Добавить в цитаты Настройки чтения

Страница 14 из 17

По лестнице уже скачками неслись спецназовцы. Коротко спросив — Помощь нужна!? — они ворвались в квартиру. А мы пошли вниз по лестнице, лифт был отключен. Подойдя к своей машине, я сделала страшные глаза своим, чтобы они ничего не говорили, только помогли обработать травмы у девочки и сделать инъекцию обезболивающего. Отъехав от дома, я попросила Андрея, чтобы он подъехал к моему дому, и по дороге позвонила Нине, чтобы она спустилась вниз.
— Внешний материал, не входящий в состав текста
PR #335, opened 2022-09-26
add airspaces API

suscd:
- add permission API called airspaces
- add new config state in margin program, to be migrated from metadata in the future
- add support for registering token accounts directly owned by the margin account (for deposits, instead of having to use a pool)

Подъезжая к дому, увидела вышагивающую у подъезда сестру. Вывела девочку из салона машины, передала ее сестре, велев накормить и уложить спать. Завтра все расскажу. По дороге на подстанцию, сказала своим, чтобы они твердо запомнили — девчонка сбежала из машины у дверей детской больницы. И коротко рассказала о случившемся в квартире. Фельдшер и интерн подавленно молчали, а непосредственный Андрюха сказал.

— Ну, ясно, сбежала от страха! Не наше это дело, сбежавших пациентов ловить!

И, помолчав, добавил — Жаль, нельзя эту гниду убить ещё раз!

Глава 10

На подстанции, коротко доложившись о выезде, и сдав рапорт об израсходованной наркоте, подписанный полицейским полковником, я ушла в комнату отдыха и присела на кушетку. Сил не было даже разговаривать. Сообразительный Ильяс разворачивал от двери всех желающих пообщаться со мной.

А я лежала на узкой, жесткой кушетки и думала. Скорее пыталась анализировать происшедшее сегодня. Постаралась оставить в стороне вообще саму ситуацию, ужас происшедшего. Я анализировала свои действия. Что я могла сделать тогда? Могла избежать того рокового выстрела? Могла. Был еще вариант выжечь ему мозг. И чем тогда оставшаяся жизнь преступника лучше смерти. Ничем. Даже еще хуже бы сложилось для Веры, той несчастной девочки, неизвестно, что там еще надумала ненормальная мать, ведь уход за такими больными достаточно дорог. А внушить наркоману, убрать оружие или устроить ему парализацию рук, можно было, но у меня на это могло не хватить времени. Такие люди крайне подозрительны и даже если ему просто что-то показалось, он успел бы выстрелить. Так и так у меня просто не было другого выхода, как не мешать ему убить себя. Особого убытка обществу его смерть не принесла, этого Вадика уже нельзя было вернуть в нормальный социум. Так что никакой вины я не должна чувствовать. Отчего же так погано на душе?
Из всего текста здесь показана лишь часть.